**SOURCE INFORMATION:**
PR #276, opened 2020-07-16
gossipsub fixes

arnetheduck:
* graft up to D peers
* fix logging so it's clear who is grafting/pruning who
* clear fanout when grafting

### DIFF
--- a/libp2p/protocols/pubsub/gossipsub.nim
+++ b/libp2p/protocols/pubsub/gossipsub.nim
@@ -99,49 +99,48 @@ proc replenishFanout(g: GossipSub, topic: string) =
   trace "fanout replenished with peers", peers = g.fanout.peers(topic)
 
 proc rebalanceMesh(g: GossipSub, topic: string) {.async.} =
+  logScope:
+    topic
+
   trace "about to rebalance mesh"
+
   # create a mesh topic that we're subscribing to
 
   var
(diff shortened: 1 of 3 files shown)


libp2p/protocols/pubsub/gossipsub.nim
```diff
@@ -99,49 +99,48 @@ proc replenishFanout(g: GossipSub, topic: string) =
...
+    grafts = toSeq(
       g.gossipsub.getOrDefault(topic, initHashSet[PubSubPeer]()) -
       g.mesh.getOrDefault(topic, initHashSet[PubSubPeer]())
     )
 
     logScope:
-      topic = topic
       meshPeers = g.mesh.peers(topic)
-      newPeers = newPeers.len
+      grafts = grafts.len
```
dryajov, line 122: what is this doing?

arnetheduck: printing number of graft candidates I guess

dryajov: I think this is resetting the seq's size, but it's setting it to itself, so it's a noop, look fishy. I know it was there before you got to it, but seems wrong either way.

dryajov: oh, it's a logscope, nevermind.

PR #277, opened 2020-07-16
Connection manager

dryajov:
Move connection management out of switch into it's own module

### DIFF
--- a/libp2p/connmanager.nim
+++ b/libp2p/connmanager.nim
@@ -25,7 +25,11 @@ type
     handle: Future[void]
 
   ConnManager* = ref object of RootObj
-    conns: Table[PeerInfo, HashSet[Connection]]
+    # NOTE: don't change to PeerInfo here
+    # the reference semantics on the PeerInfo
+    # object itself make it succeptible to
+    # copies and mangling by unrelated code.
+    conns: Table[PeerID, HashSet[Connection]]
     muxed: Table[Connection, MuxerHolder]
     cleanUpLock: Table[PeerInfo, AsyncLock]
     maxConns: int
@@ -36,7 +40,7 @@ proc newTooManyConnections(): ref TooManyConnections {.inline.} =
 proc init*(C: type ConnManager,
            maxConnsPerPeer: int = MaxConnectionsPerPeer): ConnManager =
   C(maxConns: maxConnsPerPeer,
-    conns: initTable[PeerInfo, HashSet[Connection]](),
+    conns: initTable[PeerID, HashSet[Connection]](),
     muxed: initTable[Connection, MuxerHolder]())
 
 proc contains*(c: ConnManager, conn: Connection): bool =
@@ -50,10 +54,13 @@ proc contains*(c: ConnManager, conn: Connection): bool =
   if isNil(conn.peerInfo):
     return
 
-  if conn.peerInfo notin c.conns:
+  if conn.peerInfo.peerId notin c.conns:
     return
 
-  return conn in c.conns[conn.peerInfo]
+  return conn in c.conns[conn.peerInfo.peerId]
+
+proc contains*(c: ConnManager, peerId: PeerID): bool =
+  peerId in c.conns
 
 proc contains*(c: ConnManager, muxer: Muxer): bool =
   ## checks if a muxer is being tracked by the connection
@@ -71,9 +78,6 @@ proc contains*(c: ConnManager, muxer: Muxer): bool =
     return
 
   return muxer == c.muxed[conn].muxer
-
-proc peers*(c: ConnManager): seq[PeerInfo] =
-  toSeq(c.conns.keys)
 
 proc cleanupConn(c: ConnManager, conn: Connection) {.async.} =
   ## clean connection's resources such as muxers and streams
@@ -99,18 +103,18 @@ proc cleanupConn(c: ConnManager, conn: Connection) {.async.} =
       if not(isNil(muxerHolder.handle)):
         await muxerHolder.handle
 
-    if peerInfo in c.conns:
-      c.conns[peerInfo].excl(conn)
+    if peerInfo.peerId in c.conns:
+      c.conns[peerInfo.peerId].excl(conn)
 
-      if c.conns[peerInfo].len == 0:
-        c.conns.del(peerInfo)
+      if c.conns[peerInfo.peerId].len == 0:
+        c.conns.del(peerInfo.peerId)
 
     if not(conn.peerInfo.isClosed()):
       conn.peerInfo.close()
 
   finally:
     await conn.close()
-    libp2p_peers.set(c.peers.len.int64)
+    libp2p_peers.set(c.conns.len.int64)
 
     if lock.locked():
       lock.release()
@@ -137,7 +141,7 @@ proc selectConn*(c: ConnManager,
     return
 
   let conns = toSeq(
-    c.conns.getOrDefault(peerInfo))
+    c.conns.getOrDefault(peerInfo.peerId))
     .filterIt( it.dir == dir )
 
   if conns.len > 0:
@@ -178,21 +182,29 @@ proc storeConn*(c: ConnManager, conn: Connection) =
     raise newException(CatchableError, "empty peer info")
 
   let peerInfo = conn.peerInfo
-  if c.conns.getOrDefault(peerInfo).len > c.maxConns:
+  if c.conns.getOrDefault(peerInfo.peerId).len > c.maxConns:
     trace "too many connections", peer = $conn.peerInfo,
                                   conns = c.conns
-                                  .getOrDefault(peerInfo).len
+                                  .getOrDefault(peerInfo.peerId).len
 
     raise newTooManyConnections()
 
-  if peerInfo notin c.conns:
-    c.conns[peerInfo] = initHashSet[Connection]()
+  if peerInfo.peerId notin c.conns:
+    c.conns[peerInfo.peerId] = initHashSet[Connection]()
 
-  c.conns[peerInfo].incl(conn)
+  c.conns[peerInfo.peerId].incl(conn)
 
   # launch on close listener
   asyncCheck c.onClose(conn)
-  libp2p_peers.set(c.peers.len.int64)
+  libp2p_peers.set(c.conns.len.int64)
+
+proc storeOutgoing*(c: ConnManager, conn: Connection) =
+  conn.dir = Direction.Out
+  c.storeConn(conn)
+
+proc storeIncoming*(c: ConnManager, conn: Connection) =
+  conn.dir = Direction.In
+  c.storeConn(conn)
 
 proc storeMuxer*(c: ConnManager,
                  muxer: Muxer,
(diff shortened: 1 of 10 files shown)


libp2p/connmanager.nim
```diff
@@ -0,0 +1,276 @@
...
+  if isNil(conn):
+    return
+
+  if isNil(conn.peerInfo):
+    return
+
+  if conn.peerInfo.peerId notin c.conns:
+    return
+
+  return conn in c.conns[conn.peerInfo.peerId]
```
sinkingsugar, line 60: I would really avoid mixing weird nim return rules.
I would do like I refactored here:
https://github.com/status-im/nim-libp2p/blob/gossip-one-one/libp2p/peerinfo.nim#L142-L156

This is not really just about syntax but also helps the compiler predict branches, and most of all no branch left behind.

libp2p/connmanager.nim
```diff
@@ -0,0 +1,276 @@
...
+        c.conns.del(peerInfo.peerId)
+
+    if not(conn.peerInfo.isClosed()):
+      conn.peerInfo.close()
+
+  finally:
+    await conn.close()
+    libp2p_peers.set(c.conns.len.int64)
+
+    if lock.locked():
```
sinkingsugar, line 119: if `close()` we never get unlocked here, either lock goes before or completely outside `try/catch` I think for safety

sinkingsugar: also I would use `withLock` helper, if we didn't remove it, as its interchangeable with nim std and anyway keeps track of lock unlock

libp2p/connmanager.nim
```diff
@@ -0,0 +1,276 @@
...
+
+    trace "connection cleaned up"
+
+proc onClose(c: ConnManager, conn: Connection) {.async.} =
+  ## connection close even handler
+  ##
+  ## triggers the connections resource cleanup
+  ##
+
+  await conn.closeEvent.wait()
```
sinkingsugar, line 130: We use those events often, but did we ever "audit" their ability to be reliable 😄 I wonder

libp2p/connmanager.nim
```diff
@@ -0,0 +1,276 @@
...
+  trace "triggering connection cleanup"
+  await c.cleanupConn(conn)
+
+proc selectConn*(c: ConnManager,
```
sinkingsugar, line 134: again I would refrain from mixing nim return magic/weirdness

libp2p/connmanager.nim
```diff
@@ -0,0 +1,276 @@
...
+    return
+
+  let conns = toSeq(
+    c.conns.getOrDefault(peerInfo.peerId))
+    .filterIt( it.dir == dir )
+
+  if conns.len > 0:
+    return conns[0]
+
+proc selectConn*(c: ConnManager, peerInfo: PeerInfo): Connection =
```
sinkingsugar, line 150: again I would refrain from mixing nim return magic/weirdness

libp2p/connmanager.nim
```diff
@@ -0,0 +1,276 @@
...
+  if isNil(peerInfo):
+    return
+
+  var conn = c.selectConn(peerInfo, Direction.Out)
+  if isNil(conn):
+    conn = c.selectConn(peerInfo, Direction.In)
+
+  return conn
+
+proc selectMuxer*(c: ConnManager, conn: Connection): Muxer =
```
sinkingsugar, line 164: again I would refrain from mixing nim return magic/weirdness

Like here I don't even know what happens, we return Nil? why not use `Result[Muxer,cstring]` since we got no async?

libp2p/connmanager.nim
```diff
@@ -0,0 +1,276 @@
...
+
+proc storeOutgoing*(c: ConnManager, conn: Connection) =
+  conn.dir = Direction.Out
+  c.storeConn(conn)
+
+proc storeIncoming*(c: ConnManager, conn: Connection) =
+  conn.dir = Direction.In
+  c.storeConn(conn)
+
+proc storeMuxer*(c: ConnManager,
```
sinkingsugar, line 209: not async, chance to use result/raises, consumer can just call `tryGet` and magically can throw

libp2p/connmanager.nim
```diff
@@ -0,0 +1,276 @@
...
+
+  let muxer = c.selectMuxer(conn) # always get the first muxer here
+  if not(isNil(muxer)):
+    return await muxer.newStream()
+
+proc dropPeer*(c: ConnManager, peerInfo: PeerInfo) {.async.} =
+  ## drop connections and cleanup resources for peer
+  ##
+
+  for conn in c.conns.getOrDefault(peerInfo.peerId):
```
sinkingsugar, line 260: awaiting inside a iteration is a bit dangerous for race conditions , hmmm maybe `conns` should be interlocked too cos of this.

sinkingsugar: Also `getOrDefault` is really a bad habit I started to realize.. I'd rather defect and understand why there was no record . doing that a lot in gossip 1.1

libp2p/connmanager.nim
```diff
@@ -0,0 +1,276 @@
...
+    if not(isNil(conn)):
+      await c.cleanupConn(conn)
+
+proc close*(c: ConnManager) {.async.} =
+  ## cleanup resources for the connection
+  ## manager
+  ##
+
+  for conns in toSeq(c.conns.values):
```
sinkingsugar, line 269: I guess copying mitigates races, but still not convinced 100%, maybe interlocking is better

libp2p/switch.nim
```diff
@@ -574,44 +430,27 @@ proc subscribePeer*(s: Switch, peerInfo: PeerInfo) {.async, gcsafe.} =
...
+proc publish*(s: Switch, topic: string, data: seq[byte]): Future[int] {.async.} =
   # pubslish to pubsub topic
   if s.pubSub.isNone:
-    var retFuture = newFuture[int]("Switch.publish")
-    retFuture.fail(newNoPubSubException())
-    return retFuture
+    raise newNoPubSubException()
 
-  return s.pubSub.get().publish(topic, data)
+  return await s.pubSub.get().publish(topic, data)
```
sinkingsugar, line 453: Transformation not required still

libp2p/stream/connection.nim
```diff
@@ -63,9 +70,29 @@ method initStream*(s: Connection) =
...
+    inc getConnectionTracker().closed
 
 proc `$`*(conn: Connection): string =
   if not isNil(conn.peerInfo):
     result = conn.peerInfo.id
+
+func hash*(p: Connection): Hash =
+  cast[pointer](p).hash
+
+func `==`*(a, b: Connection): bool =
```
sinkingsugar, line 84: no branch left behind 😄 
https://github.com/status-im/nim-libp2p/blob/6f638259ee81dc87078c17c12700ab5fb5d9feaa/libp2p/peerinfo.nim#L142-L156

libp2p/connmanager.nim
dryajov: I really dislike the no return on the other hand, it isn't explicit and the dangling values make code complicated to read and understand, not point in trusting the compiler if I can't follow the code. It isn't bad in this snippet, but it get bad in more involved ones.

libp2p/connmanager.nim
dryajov: close is guaranteed not to throw

libp2p/connmanager.nim
dryajov: yes, they work pretty reliably just as futures do, they are simply futures unterneat.

libp2p/connmanager.nim
dryajov: Not sure why you call it magic, I yet to see a  bug in nim with a return.

libp2p/connmanager.nim
dryajov: We can, I just haven't used results, but the `cstring` there is puzzling, why not a regular string? Also, the muxer itself never know nor care what it's string is, it's only ever relevant when selecting.

libp2p/connmanager.nim
dryajov: sure, we can try with results.

libp2p/connmanager.nim
dryajov: > awaiting inside a iteration is a bit dangerous for race conditions , hmmm maybe `conns` should be interlocked too cos of this.

Not sure, maybe we want do lock `dropPeer`, we can also do an `allFinished` as well.

libp2p/connmanager.nim
dryajov: Usually copying is fine here, but since this is close, we might want to lock. I would avoid it for now tho.

libp2p/stream/connection.nim
dryajov: really unintuitive and error prone imho.

libp2p/connmanager.nim
dryajov: > if close() fails we never get unlocked here, either lock goes before or completely outside try/catch I think for safety

close won't throw, unless it's a defect.

> also I would use withLock helper, if we didn't remove it, as its interchangeable with nim std and anyway keeps track of lock unlock

I thought we discarded `withLock` precisely because it conflicts with std?

libp2p/switch.nim
dryajov: it is, otherwise you can't use `raise` and have to return a manually constructed `Future`, this is cleaner with very little overhead if any.

libp2p/stream/connection.nim
cheatfate: It looks a little bit over-engineered. If you casting everything to pointers, you can simply do:
```nim
  cast[pointer](a) == cast[pointer](b)
```
In 3rd branch you are comparing pointers and then you are comparing values, but if pointers are equal values are equal too.

libp2p/connmanager.nim
sinkingsugar: That's a cosmetic issue tho, if we have to take that into account there are so many that a I would change 🤣, my suggestion is to consider all branches and wether you put `return` or not does not matter, just always put a value, if you omit the keyword the compiler will analyze and error quite reliably as bonus.

libp2p/connmanager.nim
sinkingsugar: I think we never resolved that conversation. 
What's the conflict tho? Nim has a type system and allows overrides. I think just the auto had to be made an explicit type.

sinkingsugar: > close is guaranteed not to throw

Can we document this somehow, I always wonder about those things, wish we had a nothrow attribute

sinkingsugar:
@dryajov btw I didn't mark anything as to resolve. They are all minor stuff. Nothing critical.

libp2p/connmanager.nim
dryajov: OK, I need to try it out more consistently. But, I understand the optimizations at play and those same optimizations are applied on return; as is an optimization to rely on the type's default value to avoid extra branches, that to me is more explicit and cleaner. 

My beef with this style is precisely style, this gets muddy really quickly and it is not immediately obvious to nim newcomers whats going on here. I always prefer explicit and "do what is expected" styles over magic optimizations and clever code - the simpler and dumber it is the easier it is to interpret by a human.

libp2p/connmanager.nim
dryajov: > What's the conflict tho? Nim has a type system and allows overrides. I think just the auto had to be made an explicit type.

Well, you're overriding a built in with an alternative that does something similar but in a completely different context, confusing at the very least. 

> Can we document this somehow, I always wonder about those things, wish we had a nothrow attribute

Well, that would be our `raises`, but it's a no-go for now, so I'm yet to come up with a succinct way of communicating it without inserting a `# does not throw` at each call site, yaiks!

**YOUR INSTRUCTIONS:**
Report only the number of lines in the records that include the word "contains".

**EXPECTED ANSWER:**
5